The probability density function of a random variable X is defined as:

 

\[f(x) = \left\{ \begin{array}{r}ax\cos x,\\0,\end{array} \right.\begin{array}{*{20}{l}}{0 \le x \le {\textstyle{\pi  \over 2}},{\rm{where }}\,a \in \mathbb{R}}\\{{\rm{elsewhere}}}\end{array}\]

 

(a)     Show that \(a = \frac{2}{{\pi  - 2}}\).
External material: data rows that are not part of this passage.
PR #521, opened 2016-05-15
Change Object_Id to Char and Index

mshannon1123:
- Remove object_id_int
- Combination index for content_type and object_id for performance


etianen:
Aha, I remember discussing this! I'll take a look first thing Monday!

mshannon1123:
Thanks, i'm sure its a rather big change to absorb in current version.  We use oracle in-house so I haven't had an opportunity to try it beat it up on mysql or postgresql (hence the extra commits).  Your great module has been working very wel so thank you.  The only issue was performance, which was partly our fault for deciding not to use integer keys.

As a side note, we also use django-reversion-compare and these changes broke a few things in it.  I'm hoping to make a PR to fix on that project.

src/reversion/functions.py
```diff
@@ -0,0 +1,52 @@
...
+        if output_field_class == 'CharField':
+            template = '%(function)s(%(expressions)s AS %(db_type)s) COLLATE ''utf8_unicode_ci'''
+        return self.as_sql(compiler, connection, template=template)
+
+    def as_postgresql(self, compiler, connection):
+        output_field_class = self._output_field.get_internal_type()
+        if output_field_class in self.override_postgresql_types:
+            self.extra['db_type'] = self.override_postgresql_types[output_field_class]
+        # CAST would be valid too, but the :: shortcut syntax is more readable.
+        return self.as_sql(compiler, connection, template='%(expressions)s::%(db_type)s')
```
etianen: Hi!

Having had a look over your code, this is the only bit that bothers me. It's not really portable between database engines, or with custom fields, which makes me very cautious about including it.

The alternative is to just use in-memory joins for createinitialrevisions and get_deleted. This will scale fine up until a million rows or so, at which point it'll start to eat hundreds of MB of memory.

Your thoughts appreciated!

src/reversion/models.py
```diff
@@ -214,3 +194,6 @@ def __str__(self):
     #Meta
     class Meta:
         app_label = 'reversion'
+        index_together = [
+            ["content_type", "object_id"],
```
etianen: I think this needs to be ["object_id", "content_type"], since that'll mean the index can be used just for "object_id", for queries that don't need the content_type.

mshannon1123: The only downside to that is then we would need an index on content_type for FK validation.

All your internal logic always specifies the content_type, but I understand others might not expect that situation.  (Though it would be dangerous to do that lookup and not specify the content_type, since the object_id is not guaranteed to be unique across content_types.)

If you still want me to switch it and re-add the FK, it's fine with me.

etianen: Because content_type is a ForeignKey, it'll have an index anyway, so I think all bases are covered.

src/reversion/functions.py
etianen: Hold fire for the time being, I've almost got a solution that supports common database setups for in-database joins.

mshannon1123: Hah! Didn't see your comment till now, I pushed up a commit with it changed to in-memory.  

I did add a unit test to check various primary key types, so that might be useful to retain.

src/reversion/models.py
mshannon1123: Changed

etianen:
So, I'd appreciate your thoughts on the approach in #527.

Closing this for now, as I think the in-database support for joins supersedes this approach. Very much appreciate your work on this up to now, and will mention you as a contributor to this feature in the next release notes. :)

(b)     Find \({\text{P}}\left( {X < \frac{\pi }{4}} \right)\).

(c)     Find:

          (i)     the mode of X;

          (ii)     the median of X.

(d)     Find \({\text{P}}\left( {X < \frac{\pi }{8}|X < \frac{\pi }{4}} \right)\).

(a)     \(a\int_0^{\frac{\pi }{2}} {x\cos x{\text{d}}x = 1} \)     (M1)

integrating by parts:

\(u = x\)     \(v' = \cos x\)     M1

\(u' = 1\)     \(v = \sin x\)

\(\int {x\cos x{\text{d}}x = x\sin x + \cos x} \)     A1

\(\left[ {x\sin x + \cos x} \right]_0^{\frac{\pi }{2}} = \frac{\pi }{2} - 1\)     A1

\(a = \frac{1}{{\frac{\pi }{2} - 1}}\)     A1

\( = \frac{2}{{\pi  - 2}}\)     AG

[5 marks]

 

(b)     \({\text{P}}\left( {X < \frac{\pi }{4}} \right) = \frac{2}{{\pi  - 2}}\int_0^{\frac{\pi }{4}} {x\cos x{\text{d}}x = 0.460} \)     (M1)A1

 

Note:     Accept \(\frac{2}{{\pi  - 2}}{\text{ }}\left( { = \frac{{\pi \sqrt 2 }}{8} + \frac{{\sqrt 2 }}{2} - 1} \right)\) or equivalent

 

[2 marks]

 

(c)     (i)     \({\text{mode}} = 0.860\)     A1

          (x-value of a maximum on the graph over the given domain)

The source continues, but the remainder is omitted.